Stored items
▬▬▬▬▬▬
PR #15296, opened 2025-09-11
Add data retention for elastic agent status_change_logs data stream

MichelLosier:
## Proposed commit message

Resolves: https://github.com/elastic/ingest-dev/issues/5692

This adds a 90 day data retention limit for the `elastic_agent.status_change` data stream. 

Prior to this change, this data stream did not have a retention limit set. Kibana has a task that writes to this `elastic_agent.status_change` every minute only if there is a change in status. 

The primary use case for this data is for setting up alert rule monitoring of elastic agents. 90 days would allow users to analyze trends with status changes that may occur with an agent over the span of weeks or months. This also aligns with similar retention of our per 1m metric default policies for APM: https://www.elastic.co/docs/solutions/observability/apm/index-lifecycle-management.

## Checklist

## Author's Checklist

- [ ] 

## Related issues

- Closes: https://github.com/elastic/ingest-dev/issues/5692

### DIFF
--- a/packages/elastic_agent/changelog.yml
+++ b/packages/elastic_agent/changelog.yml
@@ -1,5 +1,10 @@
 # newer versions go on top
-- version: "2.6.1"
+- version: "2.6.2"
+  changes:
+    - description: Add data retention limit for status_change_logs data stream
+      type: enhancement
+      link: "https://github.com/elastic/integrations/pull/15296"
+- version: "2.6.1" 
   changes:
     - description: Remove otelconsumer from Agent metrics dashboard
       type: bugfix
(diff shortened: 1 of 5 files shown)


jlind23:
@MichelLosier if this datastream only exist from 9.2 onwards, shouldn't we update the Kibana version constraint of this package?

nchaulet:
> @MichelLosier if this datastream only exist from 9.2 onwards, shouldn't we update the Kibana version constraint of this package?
▬▬▬▬▬▬
Exercise prompt —
Complete, exact output of the records is expected.

Response below —
PR #15296, opened 2025-09-11
Add data retention for elastic agent status_change_logs data stream

MichelLosier:
## Proposed commit message

Resolves: https://github.com/elastic/ingest-dev/issues/5692

This adds a 90 day data retention limit for the `elastic_agent.status_change` data stream. 

Prior to this change, this data stream did not have a retention limit set. Kibana has a task that writes to this `elastic_agent.status_change` every minute only if there is a change in status. 

The primary use case for this data is for setting up alert rule monitoring of elastic agents. 90 days would allow users to analyze trends with status changes that may occur with an agent over the span of weeks or months. This also aligns with similar retention of our per 1m metric default policies for APM: https://www.elastic.co/docs/solutions/observability/apm/index-lifecycle-management.

## Checklist

## Author's Checklist

- [ ] 

## Related issues

- Closes: https://github.com/elastic/ingest-dev/issues/5692

### DIFF
--- a/packages/elastic_agent/changelog.yml
+++ b/packages/elastic_agent/changelog.yml
@@ -1,5 +1,10 @@
 # newer versions go on top
-- version: "2.6.1"
+- version: "2.6.2"
+  changes:
+    - description: Add data retention limit for status_change_logs data stream
+      type: enhancement
+      link: "https://github.com/elastic/integrations/pull/15296"
+- version: "2.6.1" 
   changes:
     - description: Remove otelconsumer from Agent metrics dashboard
       type: bugfix
(diff shortened: 1 of 5 files shown)


jlind23:
@MichelLosier if this datastream only exist from 9.2 onwards, shouldn't we update the Kibana version constraint of this package?

nchaulet:
> @MichelLosier if this datastream only exist from 9.2 onwards, shouldn't we update the Kibana version constraint of this package?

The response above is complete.